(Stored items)
PR #1512, opened 2026-08-13
refactor(dropzone): unify file selection

Paul-AUB:
# refactor(dropzone): unify file selection

## 🤔 What

- Replace `react-dropzone-uploader` with headless `react-dropzone` encapsulated by `FileSelectorInput`.
- Centralize file type, size, count, disabled-state, and rejection handling while preserving the existing MUI and responsive UI.
- Migrate document attachments, geometry imports, and CSV imports to the shared selector.
- Keep Papa Parse for CSV parsing and preserve CSV import reset, validation, replacement, and removal behavior.
- Remove the unavailable organization-logo uploader.
- Add React Testing Library coverage and Storybook states for the shared selector and CSV flow.

Closes #1511.

## 🤷‍♂️ Why

The application had multiple file-selection implementations with inconsistent validation between the native picker and drag-and-drop. Centralizing generic selection behavior prevents invalid dropped files from bypassing constraints and gives current and future upload workflows one reusable UI contract.

## 🔍 How

- Wrap `useDropzone` inside `FileSelectorInput` and normalize library rejection codes before passing them to feature code.
- Keep the selected file list controlled by callers rather than duplicating it inside the dropzone.
- Build document acceptance rules from backend MIME types and extensions, and enforce the configured maximum upload size.
- Parse accepted CSV file text through `usePapaParse` with trimmed headers, headers enabled, and empty lines skipped.
- Surface generic geometry rejections through the existing translated parse-error UI.

## 🔗 Related API PR

None. This refactor does not require an API change.

## 🧪 Testing

- `yarn lint`
- `yarn test` — 107 files and 983 tests passed
- `yarn build`
- `yarn translations:check-sorted`
- `yarn translations:check-en`
- `yarn node scripts/translations/sync-with-en.js --check`

Manual verification can cover picker, keyboard, accepted/rejected drag-and-drop, responsive layout, and controlled file removal through the new `FileSelectorInput` Storybook stories.

## 📸 Previews

No screenshots included. The visual treatment is documented by the empty, selected-files, disabled, rejected, and single-file Storybook states.


ClemRz (changes requested):
Solid refactoring overall — the encapsulation goal is well-achieved, the test coverage is good, and the generation-counter pattern in `Step2` is a thoughtful way to handle rapid file replacement. A few things worth addressing before merge.

### Issues (Must Fix)

- **[Step2.jsx:87]** `setSelectedFile(file)` is called inside the `readString` `complete` callback after a stale-generation guard, but it uses the closure's `file` variable, not the guarded parse result. Because `readString` is synchronous when `complete` is provided (PapaParse calls `complete` immediately on the same tick as `readString`), this is safe **today**. However, if the guard `if (parseGeneration !== parseGenerationRef.current) return;` fires, the state is correctly skipped — but if it **doesn't** fire, `setSelectedFile(file)` should be inside the guard block alongside `setRowErrors`, `updateAttribute('importData', …)` and `updateAttribute('fileImported', …)`. Right now `setSelectedFile` sits _outside_ the inner stale-check, meaning a file that was superseded between `file.text()` resolving and `readString` completing could still set `selectedFile` to the old file object. Move `setSelectedFile(file)` inside the `if (parseGeneration !== parseGenerationRef.current) return;` check (i.e., after the guard, alongside the other state updates):
  ```suggestion
        complete: results => {
          if (parseGeneration !== parseGenerationRef.current) return;
          const errors = [
            ...results.errors.map(e => ({
              errorMessage: `Import error ${e.message}`,
              row: e.row + 2
            })),
            ...checkData(results.data, selectedType, formatMessage)
          ];
          const isValid = errors.length === 0;
          setSelectedFile(file);
          setRowErrors(errors);
          updateAttribute('importData', isValid ? results.data : undefined);
          updateAttribute('fileImported', isValid);
        }
  ```
  *(The suggestion is identical to the current code — the fix is to confirm this is intentional and add a comment explaining why `setSelectedFile` is safe here given PapaParse's sync dispatch. Without that comment the placement looks like a bug.)*

- **[AddFileForm/index.jsx:228]** The `handleRejections` fallthrough case maps any rejection that is neither `TOO_LARGE` nor `TYPE_NOT_ACCEPTED` (i.e., `TOO_MANY_FILES`, `TOO_SMALL`, or `UNKNOWN`) to the `'error on file name'` i18n key with the message *"The following file name is invalid: {file}."* That text is factually wrong for a `TOO_MANY_FILES` rejection and will confuse users. Add a branch for `TOO_MANY_FILES`, or change the fallback message to a generic `'This file was rejected.'`/`'error on file type'`-style key that is not filename-specific:
  ```suggestion
      if (reasons.includes(REJECTION_REASONS.TOO_MANY_FILES)) {
        return formatMessage(
          {
            id: 'This file was rejected.',
            defaultMessage: 'This file was rejected: {file}.'
          },
          { file: fileName }
        );
      }
      return formatMessage(
        {
          id: 'error on file name',
          defaultMessage: 'The following file name is invalid : {file}.'
        },
        { file: fileName }
      );
  ```

- **[Step2.jsx:51-55]** The `eslint-disable-next-line react-hooks/exhaustive-deps` suppression on the mount-only `useEffect` lacks a written justification comment, which violates the project rule in `AGENTS.md` ("Never use `// eslint-disable` without a written justification in the preceding comment"). Consider adding a comment like:
  ```suggestion
    // Run only on mount: intentionally omit updateAttribute and dispatch from
    // deps to avoid re-running on every render. These are stable callbacks but
    // are not memoised at the call site, so listing them would restart the
    // effect on every render and repeatedly wipe import state mid-session.
    // eslint-disable-next-line react-hooks/exhaustive-deps
  ```

- **[ShapefileImport.jsx:30]** `ACCEPTED_MIME` is still a comma-separated extension string (`.geojson,.json,.zip`), which `normalizeAccept` converts into `{ 'application/octet-stream': ['.geojson', '.json', '.zip'] }`. `application/octet-stream` is itself a valid MIME type (generic binary), so react-dropzone's `attr-accept` will accept **any** file whose `file.type` is `application/octet-stream` regardless of extension — meaning a plain binary with that MIME could slip through on some browsers. Consider converting `ACCEPTED_MIME` to the object form to make the intent explicit and avoid the catch-all MIME key:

[YOUR INSTRUCTIONS]: Can you write out the lines above, from the first one through the one containing "to feature code.", exactly as they appear and nothing more?

[TASK RESPONSE]:
PR #1512, opened 2026-08-13
refactor(dropzone): unify file selection

Paul-AUB:
# refactor(dropzone): unify file selection

## 🤔 What

- Replace `react-dropzone-uploader` with headless `react-dropzone` encapsulated by `FileSelectorInput`.
- Centralize file type, size, count, disabled-state, and rejection handling while preserving the existing MUI and responsive UI.
- Migrate document attachments, geometry imports, and CSV imports to the shared selector.
- Keep Papa Parse for CSV parsing and preserve CSV import reset, validation, replacement, and removal behavior.
- Remove the unavailable organization-logo uploader.
- Add React Testing Library coverage and Storybook states for the shared selector and CSV flow.

Closes #1511.

## 🤷‍♂️ Why

The application had multiple file-selection implementations with inconsistent validation between the native picker and drag-and-drop. Centralizing generic selection behavior prevents invalid dropped files from bypassing constraints and gives current and future upload workflows one reusable UI contract.

## 🔍 How

- Wrap `useDropzone` inside `FileSelectorInput` and normalize library rejection codes before passing them to feature code.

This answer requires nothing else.